Utopias have tended to emerge in response to wars, crises, and significant periods of dislocation: in the context of the Peloponnesian Wars, Plato’s The Republic (ca. 380 BC) was premised on creating a good society led by wise elite Guardians. Utopian thought has typically been concerned with concepts of justice, order, the good society, and radical change, often based on common ownership of land/property. Indeed, utopias—and their dialectical other, dystopias—are “ways to interpret the present with an eye to an (imaginary yet positive) future.” A dystopia may be taken as a utopia “that malfunctions” or “only functions for a particular segment of society.” Dystopias “resemble actual societies historically encountered—planned but not planned well enough to be just.”3
These insights seem to capture very well aspects of current imaginaries in US, European, and in some respects world politics.
Important elements of the population who are dissatisfied with the dystopian conditions of growing inequality in the United States (and with it, the end of the American Dream) are separated into increasingly distinct left and right components. On one side, a majority of young educated Americans, particularly those between the age of 18 and 35 with college degrees, actually supports “socialism”—a word that used to be taboo in American political culture. On the other hand, many so-called white Americans, who continue to work but whose conditions of material existence have been undermined considerably over the last 25 years as real wages have stagnated and employment has become more precarious, have tended to gravitate towards the political right. Many of these people voted for a plutocratic billionaire president who is avowedly misogynist, racist, and who delights in scapegoating immigrants and “Others,” claiming that by doing so he can lead a revival in American fortunes. US decline is caused, so the Trumpists argue, by the academic “pointy heads” and Washington élites with their pathetic liberal internationalism. Now Hercules has been chosen by the people to clean the Augean stables—to “drain the swamp.”
The USA is caught at an impasse amidst a concatenation of global crises, requiring urgent solutions that cannot be addressed simply by a combination of rabid nationalism and the free play of market forces. What seems imperative is a restoration of public goods not just in the United States but also on a worldwide basis. President Trump and his key advisers deny the reality of climate change and various other threats to the biosphere and insist on extending and intensifying a fossil fuel based, energy intensive, and consumerist market civilization while arming America to the teeth so that anyone who might oppose this agenda can be forcibly denied a hearing. Trumpism regards them as enemies of the people. With significant components of the population in a state of denial, public imagination in the United States is in dire shape.

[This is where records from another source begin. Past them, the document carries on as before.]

Issue #2476, opened 2025-11-07
[NETE2ESDK] An error occurred when using a single number version to install SDK.


yinjiehe01:
### Describe the bug.

When we install the SDK with a single number version, an error occureed.
<img width="415" height="301" alt="Image" src="https://github.com/user-attachments/assets/b077ff8d-93e5-4d05-997a-0ab6655573e5" />

### Please attach log file(s) here if you have any.

The log file location should be copied to your clipboard if you came from VS Code.

[logs.zip](https://github.com/user-attachments/files/23410632/logs.zip)

### Reproduction Steps

1.Run command `Sample: Install .NET SDK Globally via .NET Install Tool (Former Runtime Extension)` or `.NET Install Tool - Install the .NET SDK System-Wide` and then input SDK version number like 7, 8, 9.

### Expected Behavior

It will install the latest SDK version.

### Exceptions & Errors (if any)

The SDK cannot be installed as an error occurred.

### .NET Install Tool Version

2.4.1

### Your operating system? Please provide more detail, such as the version and or distro above.

N/A

### VS Code Version

1.150.1

PR #2497, opened 2025-11-25
Only Check for Existing Installs if Offline on SDK Admin Installs

nagilson:
Resolves https://github.com/dotnet/vscode-dotnet-runtime/issues/2476

2 core issues are resolved in this change:

1: 
https://github.com/dotnet/vscode-dotnet-runtime/pulls?q=is%3Apr+is%3Aclosed made it so that we skip the offline check before reusing existing installs. The runtime install is automated and we update it automatically so it's ok to use an older runtime version for the acquire API if forceUpdate is not true. For the SDK, we don't update automatically, so we shouldn't use the existing install of the same major.minor unless we are offline and can't do anything. You could debate whether we'd want to do that either, but we've leaned towards minimizing friction.

2:
The check to get a major minor failed if the version was not fully quantified. We should be able to handle that better.

3:
Updates dependencies. Normally this would be a separate PR, but there is a lot of OOF during the holidays and it will be easier to get this through with 1 PR.

Also improves test coverage.

### DIFF
--- a/vscode-dotnet-runtime-extension/src/extension.ts
+++ b/vscode-dotnet-runtime-extension/src/extension.ts
@@ -449,7 +449,8 @@ export function activate(vsCodeContext: vscode.ExtensionContext, extensionContex
 
             globalEventStream.post(new DotnetAcquisitionStatusRequested(commandContext.version, commandContext.requestingExtensionId));
 
-            // Caveat : acquireStatus expects only a major.minor, so fully specified versions wont be checked here
+            // Caveat : acquireStatus expects only a major.minor, so fully specified versions won't be checked here
+
             const existingOfflinePath = await getExistingInstallOffline(worker, workerContext);
             if (existingOfflinePath)
             {


vscode-dotnet-runtime-extension/src/extension.ts
```diff
@@ -449,6 +449,7 @@ export function activate(vsCodeContext: vscode.ExtensionContext, extensionContex
 
             globalEventStream.post(new DotnetAcquisitionStatusRequested(commandContext.version, commandContext.requestingExtensionId));
 
+            // Caveat : acquireStatus expects only a major.minor, so fully specified versions wont be checked her
```
nagilson:
```suggestion
            // Caveat : acquireStatus expects only a major.minor, so fully specified versions wont be checked here
```

vscode-dotnet-runtime-extension/src/extension.ts
```diff
@@ -449,6 +449,7 @@ export function activate(vsCodeContext: vscode.ExtensionContext, extensionContex
 
             globalEventStream.post(new DotnetAcquisitionStatusRequested(commandContext.version, commandContext.requestingExtensionId));
 
+            // Caveat : acquireStatus expects only a major.minor, so fully specified versions wont be checked here
```
joeloff:
```suggestion
            // Caveat : acquireStatus expects only a major.minor, so fully specified versions won't be checked here

```

vscode-dotnet-runtime-extension/src/extension.ts
```diff
@@ -325,7 +325,7 @@ export function activate(vsCodeContext: vscode.ExtensionContext, extensionContex
 
             globalEventStream.post(new DotnetAcquisitionRequested(commandContext.version, commandContext.requestingExtensionId ?? 'notProvided', commandContext.mode!, commandContext.installType ?? 'global'));
 
-            const existingOfflinePath = await getExistingInstallOffline(worker, workerContext);
+            const existingOfflinePath = await getExistingInstallIfOffline(worker, workerContext);
```
joeloff, line 328: Is the old method still being used? I noticed the code for `getExistingInstallOffline` still exists

nagilson: Yes, great question - `getExistingInstallOffline` is meant to be able to run to find existing installs without using the internet, but returns the installs regardless of if we are offline or not. `getExistingInstallIfOffline` is meant to do the same, but to only run the logic if we are offline.

nagilson: Thanks for taking a look 😊

joeloff (approved):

Some observers have called this development a reflection of growing populism. In many respects, however, it closely resembles the extreme inequalities, governing strategies, and reactionary rhetoric that submerged liberalism and democracy in the 1930s.
The USA is caught at an impasse amidst a concatenation of global crises, requiring urgent solutions that cannot be addressed simply by a combination of rabid nationalism and the free play of market forces.
As noted, this seems to reflect the contradictory and regressive condition of public imagination in the United States. It does not fully correspond with developments in the rest of the world. Despite the rise of President Trump and the vocal intensities of his xenophobic allies such as Madame Le Pen in France, Nigel Farage in the United Kingdom, and Islamophobes and immigrant-haters such as Dutch politician Geert Wilders, in the European Union—at least so far—the center has been able to hold. Paradoxically, Trump’s espousal of a particular form of realpolitik and his links, both political and business, to President Putin and to autocrats and dictators throughout the world has tended to produce a renewed political impetus towards European integration and support for its welfare systems, at precisely the moment when centrifugal tendencies such as Brexit had been threatening to splinter the E.U. apart.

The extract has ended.